He admired much that he saw. He observed that "silk is used for clothing even by poor monks and beggars" and that the porcelain was "the finest of all makes of pottery." Even the poultry amazed him: "The hens ... in China are ... bigger than geese in our country."
But he seems to have been in culture shock - discomfort at being in a culture he didn't understand or appreciate.
"China was beautiful, but it did not please me. On the contrary, I was greatly troubled thinking about the way paganism dominated this country. Whenever I went out of my lodging, I saw many blameworthy things. That disturbed me so much that I stayed indoors most of the time and only went out when necessary. During my stay in China, whenever I saw any Muslims I always felt as though I were meeting my own family and close kinsmen." [Dunn, p. 258]
China was not a Muslim country and the cultural differences he encountered offended him.
"The Chinese themselves are infidels who worship idols and burn their dead like the Hindus . . . eat the flesh of swine and dogs, and sell it in their markets."
Ibn Battuta had arrived in the last peaceful years before the collapse of the Mongol (Yuan dynasty) rule. He noted,
"China is the safest and most agreeable country in the world for the traveler. You can travel all alone across the land for nine months without fear, even if you are carrying much wealth."
Ibn Battuta describes a trip on the Grand Canal to Beijing, capital of Mongol China.

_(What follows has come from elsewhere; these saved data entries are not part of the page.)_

PR #1477, opened 2025-10-28
Feature/1473 logger

MikeNeilson:
## Problem Description

Fixes #1473. 

Describe the problem you are trying to solve.

## Solution

- Create default logback for production and integration tests
- Adapt decj (mostly bash script) to process logging arguments into logback parameters.
  - @ktarbet will look at decj.bat, work around provided in documentation.
- Update Docker images to use JSON exporter for structured logging
- Documentation.

NOTE: Rendering to GUI was intentionally not solved during this work.

## how you tested the change

Manually, verified elements logged. 

## Where the following done:

- [ ] Tests. Check all that apply:
   - [ ] Unit tests created or modified that run during ant test.
   - [ ] Integration tests created or modified that run during integration testing
         (Formerly called regression tests.)
   - [ ] Test procedure descriptions for manual testing
- [x] Was relevant documentation updated?
- [x] Were relevant config element (e.g. XML data) updated as appropriate

If you aren't sure leave unchecked and we will help guide you to want needs changing where.

PR #1502, opened 2025-11-09
update decj.bat to support -d , -l, and -a options

ktarbet:
initial update of decj.bat to be in sync with decj bash script.      More arguments can be added later.

followup on : https://github.com/opendcs/opendcs/pull/1477


MikeNeilson (approved):

MikeNeilson:
> We should consider moving the powershell for dec.bat etc.

I certainly don't see an issue with doing that. There aren't any windows platforms we'd support that wouldn't have powershell.

PR #1514, opened 2025-11-18
Bugfix/rc10 testing feedback

MikeNeilson:
## Problem Description

LockList and ReleaseLock were mistakenly removed.
Parameter processing was breaking several normal usages

## Solution

Restore classes - renamed package to avoid confusion.
Simply parameter processing. Provide standard "--" to indicate any remaining parameter should be presented as-is

## how you tested the change

Manually, using runApp and on cli to verify output was correct.

## Where the following done:


MikeNeilson:
closing to reopen so can target the right branch.

PR #1521, opened 2025-11-24
Refactor/prep-for-removal of jooq usage

### LINKED ISSUE #237: Rewrite CWMS Packages to use JDBI instead of JOOQ for access to the CWMSDB
CWMS Timeseries Database and Related components

**Purpose of refactoring**
While we *think* we might be validly using JOOQ here... better not to risk it long term.

**Proposed method**
Queries will be wrapped by Jdbi instead of going though the JOOQ layer.

**Additional context**
Pretty sure this is mostly paranoia, but it is a good first place to start demonstrating Jdbi within the main code base.

MikeNeilson:
## Problem Description

Fixes #237. 

## Solution

Have Connection object derived from a Jdbi instance. Update UserManagementDaoImpl to use Handle from Transaction.

Gave XmlDatabaseWrapper it's own newTransaction to keep old behavior as it is currently still needed.

## how you tested the change

Existing integration tests. No changes in behavior.

## Where the following done:

### DIFF
--- a/java/opendcs/src/main/java/org/opendcs/database/JdbiTransaction.java
+++ b/java/opendcs/src/main/java/org/opendcs/database/JdbiTransaction.java
@@ -9,7 +9,7 @@ import org.opendcs.database.api.OpenDcsDataException;
 
 import opendcs.util.sql.WrappedConnection;
 
-public class JdbiTransaction implements DataTransaction
+public final class JdbiTransaction implements DataTransaction
 {
     final Handle jdbiHandle;
 


java/opendcs/src/main/java/org/opendcs/database/JdbiTransaction.java
```diff
@@ -0,0 +1,63 @@
...
+import java.sql.Connection;
+import java.util.Optional;
+
+import org.jdbi.v3.core.Handle;
+import org.opendcs.database.api.DataTransaction;
+import org.opendcs.database.api.OpenDcsDataException;
+
+import opendcs.util.sql.WrappedConnection;
+
+public class JdbiTransaction implements DataTransaction
```
ktarbet: Should this be autoclosable?  Who is in charge of closing the handle?

MikeNeilson: yes, the `DataTransaction` is in charge of ending the transaction. with the way the Handle instance is retrieved some portion of the calling entity is in charge.

java/opendcs/src/main/java/org/opendcs/database/JdbiTransaction.java
```diff
@@ -0,0 +1,62 @@
...
+        {
+            return (Optional<T>)Optional.of(new WrappedConnection(jdbiHandle.getConnection(), c -> {}));
+        }
+        else if (Handle.class.equals(connectionType))
+        {
+            return (Optional<T>)Optional.of(jdbiHandle);
+        }
+        else
+        {
+            return Optional.empty();
```
adamkorynta: What kind of connection type is this case? If the XML case, shouldn't a specific class type get sent in? using any other type seems like an error

MikeNeilson: Nothing available, hence why the Test just passes in an integer.

I can see an argument for why maybe that it shouldn't be optional though this PR isn't the place to tweak that.

The XML database has it's own wrapper that sticks to the simple Connection for which we have an `XmlConnection` implementation to store the file location. The XML stuff is really a stop gap until we replace with SQLlite.

Though I do like Optional here. we will also have HTTP connections in the future and it's possible, though admittedly perhaps not likely, that a given implement way want to "i'd prefer there but I'll fallback on old behavior if I have to." That kind of control shouldn't be done with exceptions.

Perhaps returning `FailableResult` would be better here.

MikeNeilson: Interesting idea, I'm not sure if Closable it entirely correct but constraining to something should be done... I will investigate a bit.

adamkorynta: I think adding that `extends AutoCloseable` is enough. Without any constraint it really feels like the caller has to know implementation details for what kinds of things are supported.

But his description is so vague that most historians believe that he didn't really make the trip. (His book about his travels was more of a "travelogue" of the Islamic World, so perhaps he or the person who wrote down his stories exaggerated by filling in with hearsay and stories reported by other people. This was not an uncommon practice among traveller-writers at the time.)
Ibn Battuta reported meeting a rich Muslim trader who lived in Hangzhou which may have been the largest city in the world during the 14th century. He tells of staying with the Egyptian Muslim for a few weeks as he enjoyed banquets, canal rides, and magic shows. In Fuzhou he met someone whom he met when he passed through India. Now this man was rich. He "owned about fifty white slaves and as many slave-girls, and presented me with two of each, along with many other gifts."
When Ibn Battuta got back to Quanzhou he found a junk belonging to the Sultan of Samudra ready to go back. So he got on board and began his return home. In three years he would be walking the streets of his hometown Tangier, Morocco and describing his adventures throughout the Dar al-Islam (and beyond).